The concept of digital twin, often perceived as futuristic, is already reality. Weather forecasts, powered by satellite data, are concrete examples of digital twins. And their development will be central to the future of global welfare.

“First you must have the global vision of the system. Then you can unpack it. Only then do you understand where AI agents can replace humans — and where that choice could benefit or cost you dearly»

— PAOLO GAUDENZI, GENERAL CONSOLATO D’ITALIA AT BOSTON.

On the future of the work, the panel converges on one point: it is not a question of substitution, but of evolution. Technical skills remain important, but are no longer sufficient. We need judgment, priority and delegation.

Francesco Signoretti is the optimist declared: “I don’t think engineering works are disappearing. I think they’re changing. What matters is not only technical capacity, but taste, care, ability to prioritize. The best engineers I see are not the ones who can better implement a task: they are the ones who know what to do next. And those who know how to delegate the rest.”.

Francesca Sacchi describes how she uses AI in her daily policy work: before a meeting with a public interlocutor, she asks AI to simulate that point of view, to ask her difficult questions, to find her argumentative weaknesses. “Who uses AI only for boring tasks is losing the best. Those who use it to work better will always be a step forward”.

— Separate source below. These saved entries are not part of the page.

PR #5003, opened 2025-08-15
Add sofarcloud to latest

ltspicer:
Please add my adapter ioBroker.sofarcloud to latest.

### DIFF
--- a/sources-dist.json
+++ b/sources-dist.json
@@ -2441,6 +2441,11 @@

Antonio Corghi identifies two priorities for the next twelve months: organizational agility – the ability to adapt to a speed of change that no one had foreseen – and hybrid critical thinking. “We need people with blended background: technology, business and, yes, also humanities. Pure engineers tend not to be creative. I have seen colleagues with different formations do things with AI that I would never have imagined”.

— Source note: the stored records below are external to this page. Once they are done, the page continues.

PR #5006, opened 2025-08-17
Update yahka to 1.1.5

tarikweiss:
In favor to issue [#536](https://github.com/jensweigele/ioBroker.yahka/issues/536) in YAHKA.


mcm1957:
And jsut noticed:
Standard tests will likely be failing as iobroker/testing is not declared as devDependency. 
Changing dependencies / package.json will require a new (patch) release.

PR #5049, opened 2025-09-05
fix vis-2-widgets-icontwo extIcon url

skvarel:
fix vis-2-widgets-icontwo extIcon url


skvarel:
This error will be solced with this PR

grafik

PR #5061, opened 2025-09-08
Pls add vis-2-widgets-icontwo to stable

skvarel:
Icon adapter for vis-2


skvarel:
Non-code adapter - they are just visualization icons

Pietro Schena summarizes effectively: “Management skills will become even more important. Managing an AI agent is like having a brilliant but distracted collaborator, who needs precise context, supervision and, above all, someone who does the final reality check. The AI is not wrong as we are wrong – but wrong in ways that we do not expect”.

The final question comes from the public, formulated by Carlo, alumnus Bocconi that moderates the Q&A session: what is the true bottleneck that prevents Italy from developing AI to its potential?

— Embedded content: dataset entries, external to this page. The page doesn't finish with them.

PR #5074, opened 2025-09-12
Add sbms to latest

buffoletti:


buffoletti:
new release v0.2.0 with modified object tree
[sbms.0 (1).json](https://github.com/user-attachments/files/22310555/sbms.0.1.json)

buffoletti:
RE-CHECK!

mcm1957:

- [ ] errors and warnings reported by adapter checker must be fixed

  Please add missing translation. iobroker-dev (npm run translate) can do the job for you.

  If yo have any question how to fix an error or warning, please let us know.

- [ ] @iobroker/testing and additional deps

  As you are using @iobroker testing you should be able to drop most testing related dependencies from dev_Dependencies:
    "@types/chai": "^4.3.20",
    "@types/chai-as-promised": "^7.1.8",
    "@types/mocha": "^10.0.10",
    "@types/proxyquire": "^1.3.31",
    "@types/sinon": "^17.0.4",
    "@types/sinon-chai": "^3.2.12",
    "chai": "^4.5.0",
    "chai-as-promised": "^7.1.2",

     Those modules are already provided by @iobroker/testing 5.1.0 and newer

- [ ] check dependencies

  All packages required by your code must be listed as dependencies.

  at least axios seems to be missing.

- [ ] evaluate writeState function

  Why do you use a write State function? setState changes states within the own adapter namespace. If you want to change foreign states you need to use steForeignState. So constructing a fully qualified id to use with setState is at least not required. setState blabla will change the state smbs.0.blabla.

  In addtion please note that setState without a callback is an async function. If its important to wait for the state to be changed you should use await setState(...)
  
- [ ] why do you use explicit debug flag?
   https://github.com/buffoletti/ioBroker.sbms/blob/4eace5d011c7dd6df411554dace2e1b9ec41e55a/lib/handler/html.js#L62
   Any reason why you do not use adapter.log.debug to log debug messages?

  Processing foreign states which are output of another adapter  should only be processed if the ack flag is true if there is no special reason to process unconfirmed changes too.

  Intermediate objects (device, channels, folders) are not created. I.e no object exists for balancing, cells., ... Those objects are most likely channels or folders. 

  cells.min, "xsbms.type", ... and others seem to be missing a creation of cells., xsbms objects too.

- [ ] hirarchy of objects is invalid

 The general hirarchy of objects is device - channel - state. There must be a maximum of one device within a tree, an adapter can have multiple device objects or even none.

  A device must not be below a channel. Channels can have channels als children if this really makes sense.

  Folders can be located at any level

  device, channel and folder object do NOT store any values. Values are stored with state objects.

  States are always at the end of a leave. States MUST NOT have any children.  This rule is definitly violated. Please restructure you object tree.

  It seems that some labels are not translated into all supported languages, i.e. ...
  
  Your axios timeout is set to 5000. So the minimum interval value msut be 5000 or greater. Otherwiese request could be queued faster than the timeout clears request from an unresponsive device. This will lead to an overlaod of the complet hist and possible crash the complet iobBroker host.

  Tests for node 20 are mandatory if this node version is allowed at engines clause. 
  Tests for node 22 are mandatory as this is the recommended node version. 
  
- [ ] linter setup

  Please use standard iobroker linter setup if acceptable. This is located at @iobroker/eslint-config. See migration guide at https://github.com/ioBroker/ioBroker.eslint-config/blob/main/MIGRATION.md.
   
  
McM1957

** Please attach a new object dump after fixing the structure**

buffoletti:
RE-CHECK!

buffoletti:
[sbms.0.json](https://github.com/user-attachments/files/22521950/sbms.0.json)
thanks for reviewing the adapter. i hope i got them all. 

If possible the adapter creator should be updated. the eslint thing was a harder than expected for me as beginner...

mcm1957:
RE-CHECK!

For Corghi, they are the resources, but also the culture. He tells that he proposed the same hackathon in Italy that he had organized in Boston, where C-level professionals and university students had worked side by side, exchanging ideas without hierarchy. “In Italy, my colleagues were afraid to propose this. Fear that CEOs didn’t want to get into play, make mistakes in front of someone less senior. That’s what blocks us, not technology.”.

For Sacchi, it is the excess of regulation, or better, the wrong type of regulation. “In Italy we are very good at doing laws. But sometimes the law becomes an end in itself, not an instrument. We are among the countries with the regulations on access to the most restrictive data in Europe. This slows down research, stops innovation. And there is also a linguistic problem: in English we say venture capital – adventure, risk, excitement. In Italian we say risk capital. The word risk is already in the definition. It is a cultural signal, not only semantic”.

For Signoretti, the picture is not only negative: Italy already has quality samples in AI, startups that know the local market and know how to navigate the normative complexity. “We must not build founding models from scratch, no Italian startup can afford it. But we can build excellent application layers, understand Italian usage cases better than anyone else, and do it better».

Pietro Schena offers the most original key. In a world where large models converge towards similar solutions – Claude, OpenAI, open source – the advantage is no longer in the model, but in the problem you choose to solve.

And maybe, right there, Italy still has something to say.

L’articolo AI and work, the true revolution is the invisible promotion proviene da IlNewyorkese.